Now, whether in the future, we'll get a DIP proposing @safe as the default for all code that the compiler can check while leaving it @system for the code that it can't, I don't know. The way that Walter stated that DIP 1028 was dead kind of implies that he's given up on it entirely, but we'll have to wait and see. Based on what he's said, it seems like he may be convinced that @safe by default will result in @trusted being used inappropriately way too much if extern(C) declarations aren't @safe by default (in which case, making @safe the default would actually make things worse), and he clearly thought that treating declarations differently from definitions would mean adding an exception to the rules and that such an exception would be very negative.

- Jonathan M Davis

On Thursday, May 28, 2020 10:53:07 PM MDT Walter Bright via Digitalmars-d- announce wrote:
> The subject says it all.
>
> If you care about memory safety, I recommending adding `safe:` as the first line in all your project modules, and annotate individual functions otherwise as necessary. For modules with C declarations, do as you think best.
>
> For everyone else, carry on as before.

Thank you.

- Jonathan M Davis

On Friday, 29 May 2020 at 20:36:12 UTC, Walter Bright wrote:
> On 5/29/2020 7:22 AM, Paul Backus wrote:
>> This is sad news. I was excited for @safe-by-default, and had hoped that the issue with extern(C) could be solved without throwing DIP 1028 away entirely.
>
> I watched a documentary on Clive Davis (famous recording executive) the other day. He would advise his clients, like Kenny G, Barry Manilow, etc., on how they should arrange and position their songs.
>
> Kenny G (famous clarinet player) said Davis recommended he add a vocal track, as that will sell more records. KG asks are you advising, or telling me? Davis says he's advising. KG does it his own way, and the record is a hit. KG triumphantly tells Davis what do you think of that now? Davis replies if KG had followed his advice, he'd have sold even more records.

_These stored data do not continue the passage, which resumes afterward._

PR #4666, opened 2020-12-18
luci-app-advanced-reboot: drop luci-compat dependency

brvphoenix:
This package has converted to client side and doesn't need `luci-compat` any more.

### DIFF
--- a/applications/luci-app-advanced-reboot/Makefile
+++ b/applications/luci-app-advanced-reboot/Makefile
@@ -10,7 +10,7 @@ LUCI_TITLE:=Advanced Linksys Reboot Web UI
 LUCI_DESCRIPTION:=Provides Web UI (found under System/Advanced Reboot) to reboot supported Linksys and ZyXEL routers to\
 	an alternative partition. Also provides Web UI to shut down (power off) your device. 	Supported dual-partition\
 	routers are listed at https://github.com/openwrt/luci/blob/master/applications/luci-app-advanced-reboot/README.md
-LUCI_DEPENDS:=+luci-compat +luci-mod-admin-full
+LUCI_DEPENDS:=+luci-mod-admin-full
 LUCI_PKGARCH:=all
 PKG_RELEASE:=55
 


stangri:
Hello Van,

I don't have access to a dual-boot router at the moment, which model/OpenWrt version have you tested the updated IPK on? Was the `luci-compat` manually removed prior to testing?

Thanks!

brvphoenix:
> Hello Van,
> 
> I don't have access to a dual-boot router at the moment, which model/OpenWrt version have you tested the updated IPK on? Was the `luci-compat` manually removed prior to testing?
> 
> Thanks!

I run the updated IPK on platform x86_64 but have not tested on dual-boot router.

I have checked the codes and doesn't find they use the `luci-compat`. Maybe I'm wrong.

Ping @Ansuel

hnyman:
> have not tested on dual-boot router.

So this is completely untested on the main target, dual partition routers ?????
You really should have mentioned that in the PR description.

(testing needs a build for dual-partition routers, made so that other packages do not pull luci-compat into build. I will see if I can made a really-stripped-down test build for my wrt3200acm)

hnyman:
I tested with a stripped-down build with this change for WRT3200ACM.
Both "reboot to current" and "reboot to alternative" work ok.

(As the automatic main LuCI version changes with the git commit, I do not see an immediate need for PKG_RELEASE bump)

Ansuel:
Any dependency with Luci compat is not needed. The PKG is full js. LGTM

Il Ven 18 Dic 2020, 10:00 Hannu Nyman <notifications@github.com> ha scritto:

stangri:
The package still depends on lua being present in the system. @Ansuel -- I can take a crack at re-writing luci.advanced_reboot in shell script, but I have a few questions, do you mind if I email you directly? 

For now tho, I think it would be wise to add dependency on lua to the Makefile. Would it be the principal lua package then, not `liblua` nor `libubus-lua`, right?

Ansuel:
Sure feel free to email me

Il Sab 26 Dic 2020, 21:36 Stan <notifications@github.com> ha scritto:

hnyman:
> For now tho, I think it would be wise to add dependency on lua to the Makefile. 

There is already an indirect dependency to lua via luci-mod-admin-full. 
Not sure why this app would require more.

(Typically extra dependencies to low-level libraries already referenced in the dependency chain, tend to cause more trouble than benefits.)

stangri:
> There is already an indirect dependency to lua via luci-mod-admin-full.

Oh, didn't realize it has dependency on lua. I was reading that lua is to be dropped from default packages eventually and was thinking of that eventuality.

PR #4667, opened 2020-12-18
luci-base: add generic tooltip handling

feckert:
@jow- I just have a use case where I need a generic tooltip handling.
Please have a look at this [commit](https://github.com/openwrt/luci/commit/c2f4e917cd099e0516bd7b80fa63482d6e17482c)

I want to output a hint in the LuCI that only restricted masquerading is enabled.
This has led to problems several times.

To map this correctly I have integrated into the Luci framwork.

### DIFF
--- a/modules/luci-base/htdocs/luci-static/resources/form.js
+++ b/modules/luci-base/htdocs/luci-static/resources/form.js
@@ -3602,13 +3602,35 @@ var CBIFlagValue = CBIValue.extend(/** @lends LuCI.form.FlagValue.prototype */ {
 	 * @default 0
 	 */
 
+	/**
+	 * Set a tooltip for the flag option.
+	 *
+	 * If set to a string, it will be used as-is as a tooltip.
+	 *
+	 * If set to a function, the function will be invoked and the return
+	 * value will be shown as a tooltip. If the return value of the function
+	 * is `null` no tooltip will be set.
+	 *
+	 * @name LuCI.form.TypedSection.prototype#tooltip
+	 * @type string|function
+	 * @default null
+	 */
+
 	/** @private */
 	renderWidget: function(section_id, option_index, cfgvalue) {
+		var tooltip = null;
+
+		if (typeof(this.tooltip) == 'function')
+			tooltip = this.tooltip.apply(this, [section_id]);
+		else if (typeof(this.tooltip) == 'string')
+			tooltip = (arguments.length > 1) ? ''.format.apply(this.tooltip, this.varargs(arguments, 1)) : this.tooltip;
+
 		var widget = new ui.Checkbox((cfgvalue != null) ? cfgvalue : this.default, {
 			id: this.cbid(section_id),
 			value_enabled: this.enabled,
 			value_disabled: this.disabled,
 			validate: L.bind(this.validate, this, section_id),
+			tooltip: tooltip,
 			disabled: (this.readonly != null) ? this.readonly : this.map.readonly
 		});
 
--- a/modules/luci-base/htdocs/luci-static/resources/form.js
+++ b/modules/luci-base/htdocs/luci-static/resources/form.js
@@ -3616,6 +3616,17 @@ var CBIFlagValue = CBIValue.extend(/** @lends LuCI.form.FlagValue.prototype */ {
 	 * @default null
 	 */
 
+	/**
+	 * Set a tooltip icon.
+	 *
+	 * If set, this icon will be shown for the default one.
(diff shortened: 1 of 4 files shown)


modules/luci-base/htdocs/luci-static/resources/ui.js
```diff
@@ -610,6 +610,18 @@ var UICheckbox = UIElement.extend(/** @lends LuCI.ui.Checkbox.prototype */ {
 
 		frameEl.appendChild(E('label', { 'for': id }));
 
+		var tooltip = this.options.tooltip(this.options.name);
```
jow-, line 613: This will raise an exception if `this.options.tooltip` is null.

modules/luci-base/htdocs/luci-static/resources/form.js
```diff
@@ -1892,6 +1892,26 @@ var CBIAbstractValue = CBIAbstractElement.extend(/** @lends LuCI.form.AbstractVa
...
+	 * @abstract
+	 * @param {string} section_id
+	 * The configuration section ID
+	 *
+	 * @returns {*}
+	 * The method shall return a string. This is show as an tooltip.
+	 */
+	tooltip: function(section_id) {
+		return false;
+	},
```
jow-, line 1913: I think we should allow this property to be either a string (in which case it'll be filtered through `String.format()` with section_id as argument) or a function (which behaves like you implemented it) - similar to e.g. [`TypedSection.addbtntitle`](http://openwrt.github.io/luci/jsapi/LuCI.form.TypedSection.html#addbtntitle)

The vast majority of tooltip using code likely only provides a single static value.

modules/luci-base/htdocs/luci-static/resources/form.js
```diff
@@ -3609,6 +3629,7 @@ var CBIFlagValue = CBIValue.extend(/** @lends LuCI.form.FlagValue.prototype */ {
 			value_enabled: this.enabled,
 			value_disabled: this.disabled,
 			validate: L.bind(this.validate, this, section_id),
+			tooltip: this.tooltip ? L.bind(this.tooltip, this, section_id) : null,
```
jow-, line 3632: Since you introduce the new `tooltip` property in the `LuCI.form.AbstractElement` properties, you should add support for it to all widget renderers and not just flag values. Alternatively move the default declaration & JSDoc comment above this function to the other `LuCI.form.FlagValue` specific properties.

jow-:
Nice addition - I like it. Please refer to my other review comments for details I'd like to change.

modules/luci-base/htdocs/luci-static/resources/ui.js
```diff
@@ -610,6 +610,18 @@ var UICheckbox = UIElement.extend(/** @lends LuCI.ui.Checkbox.prototype */ {
...
+		if (typeof(tooltip) === 'string') {
+			frameEl.appendChild(
+				E('label', { 'class': 'cbi-tooltip-container' },[
+					"⚠️",
```
jow-, line 617: Not sure if we should hardcode this emoji as tooltip element / text. Maybe introduce another property `tooltiptitle` or similar which allows overriding it.

modules/luci-base/htdocs/luci-static/resources/ui.js
```diff
@@ -610,6 +610,18 @@ var UICheckbox = UIElement.extend(/** @lends LuCI.ui.Checkbox.prototype */ {
 
 		frameEl.appendChild(E('label', { 'for': id }));
 
+		var tooltip = this.options.tooltip(this.options.name);
+		if (typeof(tooltip) === 'string') {
```
jow-, line 614: I'd rather test for `!== false` here. The `E()` function allows other, non-string values as content too, e.g. an array of child nodes or a DOM Node element which could've been returned by a user defined `tooltip()` implementation.

modules/luci-base/htdocs/luci-static/resources/ui.js
feckert: Made changeable with commit https://github.com/openwrt/luci/pull/4667/commits/8a3fbcb18db5ae99a35e0de289bd969bb3891a97

modules/luci-base/htdocs/luci-static/resources/ui.js
feckert: I'm not sure yet if this works with the changes I've made.

feckert:
I decided to do it only for CBIFlag for the time being.
@jow- Can you do another review for this?

PR #4670, opened 2020-12-19
luci-app-mwan3: Add UDP rule hint for QUIC

Strykar:
@feckert QUIC uses UDP and while new, is widespread enough that users may not even be aware it's not over TCP. Adding a rule hint seems less invasive than creating a whole template. Most users who are aware of what QUIC is are probably aware they need to swap the rule to UDP. Perhaps at some point in the future, this would default to UDP.
Closes https://github.com/openwrt/packages/issues/11571

Avinash H. Duduskar 2946372+Strykar@users.noreply.github.com


Strykar:
Forgot to sign-off correctly and `git push --force-with-lease origin patch-3` failed too.

hnyman:
I do not like it.

All other advice items in that mwan3 text are generic, and this would be only app/protocol specific. And the contents are quite unrelated to mwan3.

If you want to use QUIC and need advice about basic TCP/IP protocols, you should search advice from QUIC pages, not from mwan3 documentation.

Other thing is that this should be to the development master first, not to the old stable 19.07

So, NAK from me.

I’m not sure who in this analogy is the Kenny G and who the Clive Davis, and we probably will never know for sure.

Off topic, and without extending the analogy, I had never heard about Kenny G until I came across Pat Metheny’s rant about him. It’s a well reasoned critique, and it seems to me that the expertise in our community is a lot higher than Kenny G’s musical expertise.
http://www.jazzoasis.com/methenyonkennyg.htm

— Bastiaan

On 5/29/2020 4:47 PM, Bastiaan Veelo wrote:
> I’m not sure who in this analogy is the Kenny G and who the Clive Davis,

Haha, I was deliberately vague about that, so people could interpret it as they pleased.

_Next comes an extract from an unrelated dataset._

PR #4676, opened 2020-12-21
luci-app-ddns: whitespace fixes in overview.js

### LINKED ISSUE #4675: ddns check interval minimum value (seemingly) too high
Currently the smallest check interval is set to 5 minutes that is hard-coded in the code [1], [2] of `luci-app-ddns`.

> Off topic, and without extending the analogy, I had never heard about Kenny G

He was the big cheese about 30 years ago.

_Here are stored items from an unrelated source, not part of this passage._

PR #4685, opened 2020-12-22
luci-app-openvpn: add hint for comp_lzo and compress issue

feckert:
The compress and comp_lzo are not recommended.
See https://community.openvpn.net/openvpn/wiki/VORACLE

So add a hint to the LuCI for this issue.
Also add the option `stub-v2` .

Since commit https://github.com/openwrt/packages/commit/e4376793b4e093089543cb1bad64eef34ed25eca lzo was set to default no on openwrt builds. The question is now should we also remove this from LuCI?

### DIFF
--- a/applications/luci-app-openvpn/luasrc/model/cbi/openvpn-advanced.lua
+++ b/applications/luci-app-openvpn/luasrc/model/cbi/openvpn-advanced.lua
@@ -162,7 +162,7 @@ local knownParams = {
 		{ ListValue,
 			"compress",
 			{ "lzo", "lz4", "stub-v2"},
-			translate("Enable a compression algorithm") },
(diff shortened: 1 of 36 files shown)


nickberry17:
>Since commit openwrt/packages@e437679 lzo was set to default no on openwrt builds. The question is now should we also remove this from LuCI?

FWIW, I am in favour of keeping the front and back ends synchronised for the sake of clarity, as well as promoting best practices where practical.  Don't you need to regenerate the i18n files before this can get merged?

nickberry17 (changes requested):
>Since commit openwrt/packages@e437679 lzo was set to default no on openwrt builds. The question is now should we also remove this from LuCI?

FWIW, I am in favour of keeping the front and back ends synchronised for the sake of clarity, as well as promoting best practices where practical.  Don't you need to regenerate the i18n files before this can get merged?

PR #4686, opened 2020-12-22
luci-base: update placeholder for IPv4 gateway on proto static

feckert:
The problem is that when switching from the dhcp proto to the static
proto, the IPv4 gateway is already filled in as a placeholder but not
preselected. With some themes (luci-theme-openwrt-2020) it is not well
visible that this is only a suggestion and is not a preselection.

By adding 'Add IPv4 gateway...' to the placeholder, it is more cleaner
that it is only a suggestion.


jow-:
That change does not really make sense to me. The placeholder displays the current state, it is not about "adding" any gateway.

 I think we should rather fix the themes in question to display placeholder values in a more muted manner.

PR #4687, opened 2020-12-23
luci-app-attendedsysupgrade: remove depends uhttpd-mod-ubus

zhanhb:
Remove depenedency uhttpd-mod-ubus which is not required.
User may want to work with nginx rather uhttpd.


aparcar:
Thanks

PR #4897, opened 2021-03-10
luci-app-advanced-reboot: explicit package version

stangri:


jow-:
Why is this needed?

stangri:
> Why is this needed?

To ease installation of newer (test) packages from my own repo. Ever since the luci package versioning switched to the git commit stamp, the usual `opkg update; opkg upgrade <package-name>;` stopped working.

PR #4912, opened 2021-03-11
luci-theme-openwrt-2020: add missing css success color

### LINKED ISSUE #4734: luci-app-mwan3 with theme openwrt2020 missing green box background in status for active links
On a local build of master branch with luci-theme-bootstrap the overview page shows green background boxes for active links, if I switch to theme openwrt2020 then both active and offline interfaces have the same brown background

feckert:
This fixes #4734

I would also cherry-pick this to openwrt-21.02 if this works for @ajayramaswamy you.


hnyman:
Nitpicking, but the commit title (and the PR title) talks about `luci-theme-openwrt`, while it actually concerns another theme, `luci-theme-openwrt-2020`

ajayramaswamy:
Yes I confirm that this works for me. I put the cascade.css on the router directly and now the color is correct. Thank you.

> until I came across Pat Metheny’s rant about him. It’s a well reasoned critique, and it seems to me that the expertise in our community is a lot higher than Kenny G’s musical expertise.
> http://www.jazzoasis.com/methenyonkennyg.htm

From your cite:

"This controversy seems to be largely fueled by the fact that he sells an enormous amount of records while not being anywhere near a really great player in relation to the standards that have been set on his instrument over the past sixty or seventy years."

This is where Clive Davis comes in, who apparently had a "golden ear" for what would be commercially successful and what wouldn't. He made a long stream of nobodies into celebrities. Whitney Houston was another. The documentary is a great counterpart to the popular notion that record companies only take advantage of the artists.